The breast or mammary gland is found on the thorax underneath the skin and is considered a subcutaneous organ. Boundaries of the breast are as follows: clavicle superiorly, inframammary fold inferiorly, sternum medially, serratus anterior laterally, pectoral muscles posteriorly, and skin anteriorly. The breast spans from the second to the sixth intercostal space.

The subpectoral space boundary follows the pectoralis major muscle anteriorly, rib cage and pectoralis minor posteriorly, serratus anterior laterally, and subcutaneous tissue inferiorly covered with mastectomy flap.[4]

The pre-pectoral space is defined as the space between the pectoralis major muscle fascia and the mastectomy flap.

Indications

Bilateral breast reconstruction is better suited to the small and medium-sized breasts.
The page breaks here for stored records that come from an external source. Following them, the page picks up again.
PR #196, opened 2026-02-11
Fix missing ifdefs when only one architecture is affected

marcosps:
For one livepatch I found that there were missing ifdefs for an ACPI file, which is weird because only x86_64 has CONFIG_ACPI set. This now makes sure that we add ifdefs if the CONFIG_ entries are not the same as cs.get_default_archs().

### DIFF
--- a/klpbuild/plugins/setup.py
+++ b/klpbuild/plugins/setup.py
@@ -144,6 +144,10 @@ def setup_archs(codestreams):
     archs = utils.affected_archs(codestreams)
     set_codestreams_data(archs=archs)
 
+    # Inspect which codestreams are enabled for the affected architectures
+    for cs in codestreams:
+        cs.archs = (cs.archs & set(utils.affected_archs([cs])))
+
 
 def setup_codestreams(lp_name, data):
     if not lp_name.startswith("bsc"):
--- a/tests/test_templ.py
+++ b/tests/test_templ.py
@@ -138,6 +138,36 @@ def test_is_enabled_only_on_cs_arcs():
         assert "#if IS_ENABLED" not in content
 
 
+# Check if only x86_64 is affected by the CVE, meaning that IS_ENABLED should be
+# set in the final code
+def test_is_enabled_only_on_x86():
+    lp = "bsc_" + inspect.currentframe().f_code.co_name
+    cs = "15.7u5"
+
+    setup_args = {
+        "lp_name": lp,
+        "lp_filter": cs,
+        "no_check": True,
+        "archs": utils.ARCHS,
+        "cve": None,
+        "conf": "CONFIG_ACPI",
+        "module": None,
+        "file_funcs": [
+            ["drivers/acpi/acpica/utcopy.c", "acpi_ut_copy_ipackage_to_ipackage"]
+        ],
+        "mod_file_funcs": [],
+        "conf_mod_file_funcs": [],
+        "full_checks": False,
+    }
+    setup(**setup_args)
+
+    extract(lp_name=lp, lp_filter=cs, no_patches=True, avoid_ext=[])
+
+    content = get_file_content(lp, cs, f"livepatch_{lp}.c")
+    # This CVE impact only x86, so IS_ENABLED should be present
+    assert "#if IS_ENABLED" in content
+
+
 # For multifile patches, a third file will be generated and called
 # livepatch_XXX, and alongside this file the other files will have the prefix
 # bscXXXXXXX.


fgyanz (approved):
LGTM! Tested with a different livepatch too.

klpbuild/klplib/utils.py
```diff
@@ -338,7 +338,7 @@ def affected_archs(cs_list):
         for val in cs.configs.values():
             conf_archs.update(val)
 
-    return sorted(conf_archs)
+    return set(sorted(conf_archs))
```
vmezzela: `conf_archs` is already a set before we call `sorted()` on it, which transforms it into a sorted list. Instead of converting it back to a `set()`, we'd have the same result if we return straight away `conf_arch`.

or am I missing something?

klpbuild/klplib/templ.py
```diff
@@ -637,7 +644,7 @@ def generate_livepatches(lp_name, cs):
 def __is_check_enabled(cs: Codestream):
     # Require the IS_ENABLED ifdef guard whenever we have a livepatch that
     # is not enabled on all architectures of the given Codestream
-    return cs.archs != cs.get_default_archs()
+    return affected_archs([cs]) != cs.get_default_archs()
```
vmezzela: I am not sure I understand why this fix the issue.. is `cs.archs` value not correct? if so, shouldn't we make sure we set it during the setup?

Perhaps a missing `cs.set_archs(archs)` during setup phase? I noticed that it's only called during `setup_manual()`, but not when we let klp-build find the config automatically.

I think that even if this hunk solves the issue, we would still leave a wrong `cs.archs` and we might happen to use it somewhere else with an incorrect value.

Besides that, the old code was comparing to `!= cs.get_default_archs()`, would it make more sense to do `!= ARCHS`  instead? In this way, the ifdef would be emitted in more codestreams, allowing for better grouping.

klpbuild/klplib/utils.py
marcosps: In my tests, it created a set already sorted in this case. Without the set created here, it fails to compare the set's in the templ code.

klpbuild/klplib/templ.py
marcosps: `cs.archs` is incorrectly. It changes so much in the recent times that I'm not even sure it's needed anymore, given that now we have the `configs.CONF_X.$ARCH` saying which architectures have the given CONF_ needed by the given file (the `file.c.conf` can be used to check explicity if the given CONF is enabled or not).

I believe so, but even more important is that, right now we only set the archs at the start of the setup process, and later on we find out which archs are really impacted.

We can't use `ARCH` to compare because it uses all currently supported ARCHS, but we need to check which archs are supported for the given codestream (MICRO don't support ppc64le IIRC).

About the wrong cs.archs, I agree, but it seems much easier to rely on the `configs` now that I believe that we could rip it off. What do you think?

The current change fixed my issue and passed the tests, so for now it seems correct (I hope so).

vmezzela: > I believe so, but even more important is that, right now we only set the archs at the start of the setup process, and later on we find out which archs are really impacted.

Exactly. What I meant in the previous comment is: should we update `cs.archs` after we find out with archs are really impacted?

> We can't use `ARCH` to compare because it uses all currently supported ARCHS, but we need to check which archs are supported for the given codestream (MICRO don't support ppc64le IIRC).

Using `cs.get_default_archs()` is correct. However, using `ARCHS` will lead to more codestreams grouped together.

If you have a CVE that affects only `x86_64`, then the `#ifdef` will be emitted on `-default` codestreams (`cs.archs != cs.get_default_archs()`) but not on `-rt`  (in this case `cs.archs == cs.get_default_archs()`). Therefore the different `#ifdef` emission decision across codestreams will split the grouping even more. I hope I clarified my point.

It's not mandatory, I just think it's an improvement while on it. But feel free to discard this suggestion :P
 
> About the wrong cs.archs, I agree, but it seems much easier to rely on the `configs` now that I believe that we could rip it off. What do you think?

I suspect we still use `cs.archs` somewhere else. If so, isn't ripping it off much of a bigger job than just updating it to a correct value during setup?

> 
> The current change fixed my issue and passed the tests, so for now it seems correct (I hope so).

Sure thing. I understand that it fixes the `#ifdef` emission issue. What I wanted to bring up is that if `cs.archs` is wrong, as you confirmed, then there might be a problem wherever we are still using such field.

marcosps: > > I believe so, but even more important is that, right now we only set the archs at the start of the setup process, and later on we find out which archs are really impacted.
> 
> Exactly. What I meant in the previous comment is: should we update `cs.archs` after we find out with archs are really impacted?

I believe so, but it would carry a big amount of changes, and in the end we might find out that we don't need `cs.archs` anymore :)

> 
> > We can't use `ARCH` to compare because it uses all currently supported ARCHS, but we need to check which archs are supported for the given codestream (MICRO don't support ppc64le IIRC).
> 
> Using `cs.get_default_archs()` is correct. However, using `ARCHS` will lead to more codestreams grouped together.
> 
> If you have a CVE that affects only `x86_64`, then the `#ifdef` will be emitted on `-default` codestreams (`cs.archs != cs.get_default_archs()`) but not on `-rt` (in this case `cs.archs == cs.get_default_archs()`). Therefore the different `#ifdef` emission decision across codestreams will split the grouping even more. I hope I clarified my point.
> 

In this case, I believe that `cs.archs` in wrong in both, at least on my current livepatch. When using the automatic scan, in my case at least, `cs.archs` is set to `ARCHS`, so it's always all on them in this case. That's why it's missing the `ifdef` in my case, since it thinks that it enabled on all architectures.

> It's not mandatory, I just think it's an improvement while on it. But feel free to discard this suggestion :P

Sorry, maybe I didn't understand what you meant above.

> 
> > About the wrong cs.archs, I agree, but it seems much easier to rely on the `configs` now that I believe that we could rip it off. What do you think?
> 
> I suspect we still use `cs.archs` somewhere else. If so, isn't ripping it off much of a bigger job than just updating it to a correct value during setup?

I think so, but the code changed a lot recently, and I found out that we have a helper to do exactly what I wanted, so I just ended up using it.

> 
> > The current change fixed my issue and passed the tests, so for now it seems correct (I hope so).
> 
> Sure thing. I understand that it fixes the `#ifdef` emission issue. What I wanted to bring up is that if `cs.archs` is wrong, as you confirmed, then there might be a problem wherever we are still using such field.

For sure there are other places still using `cs.archs`, and I believe they also need some changes. But for my current issue, this fixed it. And for the others, well, we might be hitting them on the CI already, or if not, they will bit us in the future as well.

I truly believe that this is an improvement for now, and we might revisit the other cases of usage of `cs.archs` or other issues, but it's up to you to think about fixing all the cases or merging them in separated PRs as we find other issues. Thanks a lot for the careful review!

klpbuild/klplib/utils.py
vmezzela: but two sets are be equal no matter their order: doing `set(sorted(set()))`, has not effect.

That's why I am proposing to return directly `conf_arch`, that is already a set.

klpbuild/klplib/templ.py
fgyanz: Maybe this would be a good time to clarify the archs design. It seems the concept of `cs.archs` is getting blurrier as time goes on. To give some context, I added it to keep track of each codestream supported archs conditioned by the CONFIGs values during scan/setup + the `--arch` mask. Well, in theory, because that's no longer the case. We have `affected_archs()` doing exactly the first part, which seems to overlap with the original point of having `cs.archs`. Unless I'm missing something, we should set `cs.archs = affected_archs()`, and keep using `cs.archs`. Just  my 2 cents to the discussion :)

marcosps: I think that it solves the issue. Where do you think it's the most suitable place to add this attribution, without adding more problems to the existing checks?

fgyanz: The current flow during `scan\setup` is:

1 - For each codestream, mask `get_default_archs` with `--archs`  and set `cs.archs`.
2 - Print the affected archs for all codestreams. ( The intersection between all codestreams by calling `affected_archs`)
3 - Store the archs intersection in the global `arch` field.

As things stand, neither `cs.archs` nor `affected_archs` really show the whole forest.  
But `cs.archs = cs.archs & affected_archs(cs)` would work, I believe. 

I propose slightly modifying `affected_archs` or having a new function that does the above operation for each codestream. It needs to happen only once on setup or scan, and from then on we can use cs.archs without concern.

marcosps: Done! I hope you guys like the idea :)

fgyanz: Perfect! Hope it worked for you. Thanks!

vmezzela: Yes Marcos, thanks a lot for working on it!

If unilateral breast reconstruction, the contralateral breast may necessitate mastopexy, reduction, or augmentation to achieve bilateral symmetry.
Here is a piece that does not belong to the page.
PR #198, opened 2026-03-05
templ: move livepatch header above klp-ccp extracted code

vmezzela:
On sle16 -Werror=missing-prototypes requires the prototype of the klpp_* function. Moving the header before solves the issue.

Large breasted patients can also undergo implant-based reconstruction if they are willing to undergo skin/breast reduction and contralateral surgery.[1] These patients are otherwise offered autologous tissue breast reconstruction.

Contraindications

Medical conditions that can compromise the skin envelope for the breast implant include scleroderma, history of radiation, and history of smoking. The previously irradiated breast can lead to implant infection and extrusion; therefore, for these patients, autologous tissue reconstruction is preferred. If a patient needs adjuvant radiation therapy after mastectomy, immediate implant-based reconstruction is advised against until radiation is completed.[1]
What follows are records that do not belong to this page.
PR #199, opened 2026-03-11
Fix some TODO entries

marcosps:
Very simple and direct ones. The first one was an issue that I found while I interrupted the `prepare-tests` and the other ones were easier enough to be done.

### DIFF
--- a/klpbuild/plugins/prepare_tests.py
+++ b/klpbuild/plugins/prepare_tests.py
@@ -114,11 +114,12 @@ def prepare_tests(lp_name, lp_filter):
                 continue
 
             # TODO: there will be only one rpm, format it directly
-            rpm = os.listdir(rpm_dir)
-            if len(rpm) > 1:
-                raise RuntimeError(f"ERROR: {cs.full_cs_name()}/{arch}. {len(rpm)} rpms found. Excepting to find only one")
 
-            for rpm in os.listdir(rpm_dir):
+            rpms = [rpm for rpm in os.listdir(rpm_dir) if rpm.endswith(".rpm")]
+            if len(rpms) > 1:
+                raise RuntimeError(f"ERROR: {cs.full_cs_name()}/{arch}. {len(rpms)} rpms found. Excepting to find only one")
+
+            for rpm in rpms:
                 # Check for dependencies
                 validate_livepatch_module(cs, arch, rpm_dir, rpm)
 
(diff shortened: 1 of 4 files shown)


klpbuild/plugins/prepare_tests.py
```diff
@@ -109,12 +121,7 @@ def prepare_tests(lp_name, lp_filter):
                 logging.info("%s/%s: rpm dir not found. Skipping.", cs.full_cs_name(), arch)
                 continue
 
-            # TODO: there will be only one rpm, format it directly
-            rpm = os.listdir(rpm_dir)
-            if len(rpm) > 1:
-                raise RuntimeError(f"ERROR: {cs.full_cs_name()}/{arch}. {len(rpm)} rpms found. Excepting to find only one")
```
vmezzela, line 119: Is it intended to drop the check here?

vmezzela (commented):
besides the comment, everything looks good!

klpbuild/plugins/prepare_tests.py
marcosps: I think so, yes. It changed quite a bit after it was introduced, but then we will only have one rpm here, so the glob will returns `all`, but in fact only one iteration. It's being done this way so we don't have to parse rpm names, which is even worse to do.

vmezzela: > then we will only have one rpm here

I am actually hitting that `RunTimeError` from time to time, as more than one `rpm` are present in the directory. I don't know if that's a glitch of `IBS` or something caused by `klp-build`. 

But it can happen that more `rpms` are there, and for this reasons I would prefer to keep that warning to avoid preparing a test with the wrong rpm (perhaps coming from a previous build).

vmezzela: I wouldn't parse the rpms name either, as you say. But I would still raise the current warning in case more than one rpm is found.

klpbuild/klplib/ksrc.py
```diff
@@ -239,7 +239,6 @@ def get_patches(cve, savedir=None):
 
     for bc, mbranch in KERNEL_BRANCHES.items():
         # Skip 16.0rt as it will have the same patches of 16.0
-        # TODO: Find a better way to handle this situation
```
fgyanz, line 242: are we sure about this? The current approach is a bit hacky, no? :/

marcosps: Well... I'm not sure how would we handle this differently =/

fgyanz (approved):
LGTM! Thanks!

vmezzela (approved):
lgtm!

For pre-pectoral (subcutaneous) implant placement, high body mass index, history of smoking, and pre-operative radiation are absolute contraindications due to the high risk of implant extrusion.[5]

Equipment

Tissue expanders are utilized to maximize skin volume before implant placement. There are two types of tissue expanders that have been used for breast reconstruction. One is filled with compressed carbon dioxide and the second type with saline. 

Saline tissue expanders are sequentially filled with saline in the outpatient setting. This requires weekly or biweekly clinic visits to reach the desired volume. The saline infusions are performed with percutaneous needle sticks that can cause patient anxiety and discomfort as well as an increased risk of infection. Another potential complication is skin dehiscence due to the sudden expansion with saline bolus causing pressure necrosis on mastectomy flaps. The advantages of the saline tissue expander include not requiring adjustment of radiation therapy protocol, and the saline can be removed from the expander if indicated.[6]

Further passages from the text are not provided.